The pen scratched upon the paper once more and the sister looked long at the words that appeared

“So this is why you found me?”

“Actually no. We were on this planet chasing down a tainted psykers under orders from our lord. His powers were limited yet his voice had a deadly intoxicating quality that inspired leadership. We tracked him down and killed him after he fled to this planet. It was Alsan that discovered you making our trip even more satisfying.”
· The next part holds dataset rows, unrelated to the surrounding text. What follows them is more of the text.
PR #601, opened 2020-10-29
[common] remove client dependency of OpenThread header

Moandor-y:
This removes the dependency of `openthread/ip6.h` from `common/types.hpp`.

### DIFF
--- a/src/common/types.hpp
+++ b/src/common/types.hpp
@@ -41,8 +41,6 @@
 #include <string>
 #include <vector>
 
-#include <openthread/ip6.h>
-
 #ifndef IN6ADDR_ANY
 /**
  * Any IPv6 address literal.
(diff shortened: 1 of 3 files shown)


bukepo (approved):
LGTM:+1:

src/common/types.hpp
```diff
@@ -41,8 +41,6 @@
 #include <string>
 #include <vector>
 
-#include <openthread/ip6.h>
```
simonlingoogle, line 44: Any background on the decision to not allow including openthread headers in otbr headers? @Moandor-y @bukepo

src/common/types.hpp
```diff
@@ -114,12 +112,12 @@ class Ip6Address
...
 
     /**
-     * Constructor with an Thread Ip6 address.
+     * Constructor with an Ip6 address.
      *
-     * @param[in]   aAddress    The Thread Ip6 address.
+     * @param[in]   aAddress    The Ip6 address.
      *
      */
-    Ip6Address(const otIp6Address &aAddress);
```
simonlingoogle, line 122: Is it possible to use forward declaration to implement `Ip6Address(const otIp6Address &aAddress);` without including `openthread/ip6.h` ?

src/common/types.hpp
bukepo: The goal is to keep the interface stable for internal projects. As you know, OpenThread itself iterates rapidly.

src/common/types.hpp
bukepo: I think it is possible. But since this is blocking our sync. I suggest we figure out a better solution later.

bukepo (approved):

simonlingoogle (approved):
lgtm 👍 \

Irving-cl (approved):
LGTM

jwhui (approved):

Alsan’s eyes flicked to his rear view mirror and he shouted above the car engine

“I was checking the records for unusual activity that may have indicated the psykers activity. I saw your name in the petty theft numerous times, each time coupled with eluded police capture. When I asked the sergeant he told me your story and I was curious. I told the sister of you and she gave permission to set the trap. Thus you are here..”
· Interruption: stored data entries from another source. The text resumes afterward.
PR #607, opened 2020-11-10
[cli] add cli support for region code

gjc13:
This allows users to get/set the region code over OpenThread cli.

### DIFF
--- a/src/agent/ncp_openthread.cpp
+++ b/src/agent/ncp_openthread.cpp
@@ -60,6 +60,11 @@ using std::chrono::steady_clock;
 namespace otbr {
 namespace Ncp {
 
+const otCliCommand ControllerOpenThread::sRegionCommand = {
+    "region",
+    &ControllerOpenThread::HandleRegionCommand,
+};
+
 ControllerOpenThread::ControllerOpenThread(const char *aInterfaceName,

Sally opened her mouth to speak yet the sister merely pointed and as she turned her mouth never closed. The valkyries lay wings curved over its body like a gross swollen bird of prey, its hatch and tail fin arced outwards, a gaping maw awaiting there incarceration. Flames crackled and spat from the engines and the beast seemed to tremble as it struggled to raise its swollen bulk that glinted in the dusk.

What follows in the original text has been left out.